Contrary to received wisdom I argue that the outcomes of evolution are much more predictable than generally envisaged. Evidence for this stance comes from not only evolutionary convergence, but also molecular inherency and versatility, and the
forces that shape the Tree of Life in a far more deterministic way than realized. Darwin understood the mechanism, but now we need to know what deeper structures constrain the possibilities.
Simon Conway Morris holds a chair in Evolutionary Palaeobiology in the University of Cambridge, and is a Fellow of St John's College. He was elected a Fellow of the Royal Society in 1990. His first book,The Crucible of Creation (Oxford), summarized some of his work on the Burgess Shale and the Cambrian "explosion", whilst his more recent Life's Solution (Cambridge) addresses the importance of evolutionary convergence. He has made numerous television and radio appearances, and in 1996 delivered the Royal Institution Christmas Lectures. He is involved with the science/religion debates, and when he cannot believe his ears opens a bottle of wine and reads that prophet of sanity, G. K.Chesterton.

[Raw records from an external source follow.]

PR #856, opened 2026-07-27
feat: use PromiseRevision for requiredPromises

### LINKED ISSUE #832: feat: requiredPromises use PromiseRevisions
**As a** Promise writer
**I want** compound promises to respect promise revisions
**So that** I don't have to upgrade my compound promise every time a new version of the sub-promise changes

This came as a surprise to customers that it doesn't happen already. 
When I reference a requiredPromise in a compound, it should use the PromiseRevision rather than reference the promise directly (like how resources can do via the resourcebindings).

This means that:
1. Compounds don't become unavailable when one of their requiredPromises is updated
2. Compound promise authors aren't tied to the upgrade flow of the promises they depend on, meaning they have greater control over their user experience

## Tech notes
This is complicated due to new requests being served at latest version (even if using the string, not latest tag). So if a user has requiredPromise at v2, and the latest is v3, when you create a new request to the Promise you would send a request to v3 which is potentially confusing (as you would expect v2).

Option: Raise the resource binding before the request, then the request would be to v2
**Decision:** Do this for the promise and document that users should apply the resource binding before sending the request

## Acceptance

```gherkin
Given two PromiseRevisions - redis-v1 and redis-v2
When I install an app Promise that defines redis at v1 as a required Promise
Then the Promise in installed and advertised as 'Available'
And the RequirementsFulfilled condition is 'true;
```

ChunyiLyu:
## Context

closes #832

This PR includes 2 feature changes:
1. use promise revision to resolve required promises for compounds
2. support initial version pin of requests by using label to find resource bindings first before trying to create it

* When the required promise version is not the latest promise version, compound promise stays available as long as the revision is present:
```
❯ k get promiserevisions
NAME                PROMISE       VERSION   LATEST
widget-081a7        widget        v2.0.0    true
widget-2888c        widget        v1.0.0
```

Compound Promise
```
...
  requiredPromises:
  - name: widget
    version: v1.0.0
  kind: App
...
  lastAvailableTime: "2026-07-27T13:59:38Z"
  observedGeneration: 2
  requiredPromises:
  - name: widget
    state: Requirement installed
    version: v1.0.0
```

* When required promise installed, but the required version cannot be found:
```
❯ kubectl apply -f compound-promise.yaml
Warning: Required Promise "widget" installed, but no revision found at version "v1.0.0"
Warning: Promise will not be available until the above issue(s) is resolved
promise.platform.kratix.io/app created
...
  kind: App
  kratix:
    apiVersion: example.promise.syntasso.io/v1
    kind: App
    status: Unavailable
    version: v1.0.0
    workflows: {}
  requiredPromises:
  - name: widget
    state: Requirement not installed at the specified version
    version: v1.0.0
  status: Unavailable
```

### DIFF
--- a/internal/webhook/v1alpha1/promise_webhook.go
+++ b/internal/webhook/v1alpha1/promise_webhook.go
@@ -237,8 +237,8 @@ func validateRequiredPromisesAreAvailable(p *v1alpha1.Promise) admission.Warning
 		}
 		if !satisfied {
 			warnings = append(warnings, fmt.Sprintf(
-				"Required Promise %q installed, but no revision found at version %q; it is currently at %q",
-				requirement.Name, requirement.Version, promise.Status.Version))
+				"Required Promise %q installed, but no revision found at version %q",
+				requirement.Name, requirement.Version))
 		}
 	}
 
--- a/internal/webhook/v1alpha1/promise_webhook.go
+++ b/internal/webhook/v1alpha1/promise_webhook.go
@@ -226,8 +226,19 @@ func validateRequiredPromisesAreAvailable(p *v1alpha1.Promise) admission.Warning
 			promiselog.Error(err, "failed to get requirement", "requirement", requirement.Name, "version", requirement.Version)
 			continue
 		}
-		if promise.Status.Version != requirement.Version {
-			warnings = append(warnings, fmt.Sprintf("Required Promise %q installed but not at a compatible version, want: %q have: %q", requirement.Name, requirement.Version, promise.Status.Version))
+		// Requirements are satisfied by the PromiseRevisions a Promise has left behind, not
+		// by the version it happens to be running, so a Promise upgraded past the required
+		// version still satisfies it.
+		satisfied, err := requiredRevisionExists(requirement, promise)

View pdf leaflet including book form
Chairs:
David Lorimer
David Lorimer is Programme Director of the Scientific and Medical Network and Vice-President of Wrekin Trust. He is editor of The Spirit of Science, Thinking Beyond the Brain and Science, Consciousness and Ultimate Reality. His book on the Prince of Wales’s philosophy and work – Radical Prince - has been translated into French, Spanish and Dutch.
Peter Fenwick
Peter was educated at Trinity College Cambridge where he obtained an Honours Degree in Natural Science. His clinical medical training was carried out at St Thomas's Hospital in London. After obtaining experience in neurosurgery he specialised in psychiatry. He is Senior Lecturer at the Institute of Psychiatry, Consultant Neurophysiologist at Radcliffe Infirmary in Oxford, and Honorary Consultant in Neurophysiology to Broadmoor Special Hospital. He has published numerous scientific papers on brain function and also several papers on meditation and altered states of consciousness.